There are a number of changes your body will go through over the next 6 weeks. These occur whether you had a cesarean section or vaginal delivery.

Uterus – It takes about 6 weeks for the uterus to return to your pre-pregnancy size. The uterus should remain firm and will gradually get lower in your abdomen. To maintain firmness, massage the fundus and keep the bladder emptied. Cramping is normal, especially with breastfeeding.

Lochia – Vaginal flow (lochia) will gradually decrease and become lighter in color over approximately 4-8 weeks. First it will be dark red with clots, then pink, then white in color.

Menses – Return of ovulation varies, but ovulation may resume before your first normal period, so use birth control if sexually active. Your physician will discuss birth control options with you at your 6 week visit.

Urination – Occasional leakage of urine is common; this usually resolves. Do Kegel exercises to help strengthen the pelvic muscles after delivery.

Bowel Movements – It may take several days to resume normal bowel movements. Constipation is common after pregnancy and the use of certain medications may exacerbate constipation. Drink plenty of water, eat fiber-rich foods, and take a stool softener if needed to avoid constipation. Hemorrhoids are common after delivery and take several weeks to resolve. You may use Tucks pads/Preparation-H to ease the discomfort.
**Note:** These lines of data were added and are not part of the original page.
PR #2169, opened 2024-10-08
[MBL-1721] Crowdfunding Checkout Pledge Summary Table View Refactor

scottkicks:
# 📲 What

Instead of making the header text of each section a part of each cell, it'd be better to use actual table view header cells. We currently use a custom data source implementation that is overly complicated, somewhat difficult to understand, and not set up to easily define table view sections with UITableView headers.

After trying a couple of solutions, I built a new data source class that implements the `UITableViewDiffableDataSource` API. This approach comes with three main wins for us:
- Simplifies the UI State

I've only implemented this to crowdfunding under the "No Shipping At Checkout" Feature Flag here, but I want to update late pledge to use this same table once we've decided that this is a good solution.

# 🛠 How

- Rename `NoShippingPledgeRewardsSummaryTotalViewController` to `NoShippingPledgeRewardsSummaryViewController` so i makes sense
- Sets this new data source on the crowdfunding checkout table view
   - defines sections for the table as `header`, `reward`, `addOns`,  and `bonusSupport`

# 👀 See

| --- | --- | --- | --- |
| No Reward | reward (no addon) | reward (addon) | reward (addon + bonus support) |

# ✅ Acceptance criteria

- [x] crowdfunding pledges work as expected
- [x] crowdfunding pledge summary table matches [designs](https://www.figma.com/design/z4faZM4BQwbyiDe7y8tbpP/Pledge-Redemption?node-id=35-1532&node-type=frame&t=Gqnx64udPplFjYSb-0)

# ⏰ TODO
- [ ] Update late pledge to reuse this table and late pledge snapshots
- [ ] Add shipping section to data source

### DIFF
--- a/Kickstarter-iOS/Features/PledgePaymentMethods/Controller/NoShippingPledgeRewardsSummaryViewController.swift
+++ b/Kickstarter-iOS/Features/PledgePaymentMethods/Controller/NoShippingPledgeRewardsSummaryViewController.swift
@@ -306,7 +306,9 @@ extension NoShippingPledgeRewardsSummaryViewController: UITableViewDelegate {
   }
 
   func tableView(_: UITableView, heightForHeaderInSection section: Int) -> CGFloat {
+    let section = PledgeRewardsSummarySection.allCases[section]
+
     /// Hides the first section header because we're using our own UITableCell here.
-    return section == 0 ? 0 : UITableView.automaticDimension
+    return section == .header || section == .bonusSupport ? 0 : UITableView.automaticDimension
   }
 }
--- a/Kickstarter-iOS/Features/PledgePaymentMethods/Controller/NoShippingPledgeRewardsSummaryViewController.swift
+++ b/Kickstarter-iOS/Features/PledgePaymentMethods/Controller/NoShippingPledgeRewardsSummaryViewController.swift
@@ -233,22 +233,20 @@ final class NoShippingPledgeRewardsSummaryViewController: UIViewController {
 
     // MARK: Reward Section
 
-    if rewardData.count > 0 {
-      let baseReward = rewardData[0]
-      snapshot.appendSections([.reward])
-      snapshot.appendItems([.reward(baseReward)], toSection: .reward)
+    let baseReward = rewardData[0]
+    snapshot.appendSections([.reward])
+    snapshot.appendItems([.reward(baseReward)], toSection: .reward)
 
-      // MARK: Add-Ons
+    // MARK: Add-Ons
 
-      let addOns = rewardData
-        .filter { reward in reward != baseReward && reward.text != Strings.Bonus_support() }
-        .map { PledgeRewardsSummaryRow.addOns($0) }
+    let addOns = rewardData
+      .filter { reward in reward != baseReward && reward.text != Strings.Bonus_support() }
+      .map { PledgeRewardsSummaryRow.addOns($0) }
 
-      /// We only want to add an add-ons section if any have been selected
-      if addOns.count > 0 {
-        snapshot.appendSections([.addOns])
-        snapshot.appendItems(addOns, toSection: .addOns)
-      }
+    /// We only want to add an add-ons section if any have been selected
+    if addOns.count > 0 {
+      snapshot.appendSections([.addOns])
+      snapshot.appendItems(addOns, toSection: .addOns)
     }
 
     // MARK: Bonus Support
--- a/Kickstarter-iOS/Features/PledgePaymentMethods/Controller/NoShippingPledgeRewardsSummaryViewController.swift
+++ b/Kickstarter-iOS/Features/PledgePaymentMethods/Controller/NoShippingPledgeRewardsSummaryViewController.swift
@@ -214,8 +214,6 @@ final class NoShippingPledgeRewardsSummaryViewController: UIViewController {
   private func applySnapshotToDataSource(from data: [PostCampaignRewardsSummaryItem]) {
     var snapshot = NSDiffableDataSourceSnapshot<PledgeRewardsSummarySection, PledgeRewardsSummaryRow>()
 
-    // MARK: Header + Reward Sections
-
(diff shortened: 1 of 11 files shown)


Kickstarter-iOS/Features/PledgePaymentMethods/Controller/NoShippingPledgeRewardsSummaryViewController.swift
```diff
@@ -0,0 +1,310 @@
...
+    /// Decipher header vs reward objects from the `[PostCampaignRewardsSummaryItem]` data object.
+    let headerItemData = data.compactMap { item -> PledgeExpandableHeaderRewardCellData? in
+      guard case let .header(data) = item else { return nil }
+      return data
+    }
+
+    let rewardData = data.compactMap { item -> PledgeExpandableHeaderRewardCellData? in
+      guard case let .reward(data) = item else { return nil }
+      return data
+    }
```
scottkicks, line 226: This follows the pattern that the current data source class uses. I tried to focus only on implementing this new DiffableDataSource API and avoid changing how the table data is created and sent to this view controller from the view model.

I think there's an argument for this logic to live in the VM.

Kickstarter-iOS/Features/PledgePaymentMethods/Controller/NoShippingPledgeRewardsSummaryViewController.swift
```diff
@@ -0,0 +1,310 @@
...
+      .filter { reward in reward.text == Strings.Bonus_support() }
+      .map { PledgeRewardsSummaryRow.bonusSupport($0) }
+
+    if let bonusSupport = bonusSupportReward.first {
+      snapshot.appendSections([.bonusSupport])
+      snapshot.appendItems([bonusSupport], toSection: .bonusSupport)
+    }
+
+    /// Applys the changes above as a snapshot of all of the data needed to render the `UITableView `.
+    self.dataSource.apply(snapshot, animatingDifferences: true)
```
scottkicks, line 264: This method defines the sections and data used in the table via snapshot.appendSections and snapshot.appendItems, respectively. Then, it updates the table all at once using apply.

Kickstarter-iOS/Features/PledgePaymentMethods/Controller/NoShippingPledgeRewardsSummaryViewController.swift
scottkicks, line 1: Reviewing commit by commit will be easiest.
I renamed this file so git shows it as an entirely new file, making it hard to see the individual changes that I've made.

nativeksr:
<table>
  <thead>
    <tr>
      <th width="50"></th>
          1 Warning
      </th>
     </tr>
  </thead>
  <tbody>
    <tr>
      <td>:warning:</td>
    </tr>
  </tbody>
</table>

</p>

Kickstarter-iOS/Features/PledgePaymentMethods/Controller/NoShippingPledgeRewardsSummaryViewController.swift
```diff
@@ -184,6 +189,69 @@ final class NoShippingPledgeRewardsSummaryViewController: UIViewController {
...
+      guard case let .header(data) = item else { return nil }
+      return data
+    }
+
+    let rewardData = data.compactMap { item -> PledgeExpandableHeaderRewardCellData? in
+      guard case let .reward(data) = item else { return nil }
+      return data
+    }
+
+    let baseReward = rewardData[0]
```
stevestreza-ksr: Sanity checking, is it guaranteed that this array will always have at least one item in it?

Kickstarter-iOS/Features/PledgePaymentMethods/Controller/NoShippingPledgeRewardsSummaryViewController.swift
stevestreza-ksr: Moving this to the VM seems like the right call to me, maybe having the VM produce a Publisher/Signal of snapshots that can be consumed in the VC and passed to the diffable data source.

Kickstarter-iOS/Features/PledgePaymentMethods/Controller/NoShippingPledgeRewardsSummaryViewController.swift
```diff
@@ -184,6 +189,69 @@ final class NoShippingPledgeRewardsSummaryViewController: UIViewController {
...
+
+    // MARK: Header + Reward Sections
+
+    snapshot.appendSections([.header, .reward])
+    snapshot.appendItems([.header(headerItemData[0])], toSection: .header)
```
stevestreza-ksr, line 232: Sanity checking, is it guaranteed that this array will always have at least one item in it?

Kickstarter-iOS/Features/PledgePaymentMethods/Controller/NoShippingPledgeRewardsSummaryViewController.swift
```diff
@@ -205,21 +208,32 @@ final class NoShippingPledgeRewardsSummaryViewController: UIViewController {
...
+      .map { PledgeRewardsSummaryRow.addOns($0) }
     /// We only want to add an add-ons section if any have been selected
     if addOns.isEmpty == false {
       snapshot.appendSections([.addOns])
       snapshot.appendItems(addOns, toSection: .addOns)
     }
 
+    // MARK: Bonus Support
+
+    let bonusSupportReward = rewardData.filter { $0.text == Strings.Bonus_support() }
```
stevestreza-ksr: Any way to make these filter on something more semantic than text equality?

stevestreza-ksr (commented):
I love using snapshotted data sources, they fit great with reactive programming and view models. Overall the pattern seems to work great here. Agreed on moving the snapshot generation to the view model.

Circulation – Mild anemia is common after delivery. Continue to take prenatal vitamins and use iron if instructed by your physician. Swelling, especially in the feet and legs, is to be expected. If you develop redness or pain in either leg or asymmetric swelling, notify your physician so that you can be evaluated for a blood clot in the vein.

Mood – Feelings of depression are normal after delivery. Notify your physician if these feelings last longer than several days or if you are unable to cope.

Breasts – Breast changes are common after delivery. Wear a supportive bra. Watch for engorgement (fullness and tenderness) even if not breastfeeding. Apply ice packs and take pain medication to relieve the pain of engorgement. If pain, redness, fever or severe tenderness develop, contact your physician so you can be evaluated for mastitis (infection of the breast). If you have difficulty breastfeeding, please contact the lactation consultants or our office for assistance.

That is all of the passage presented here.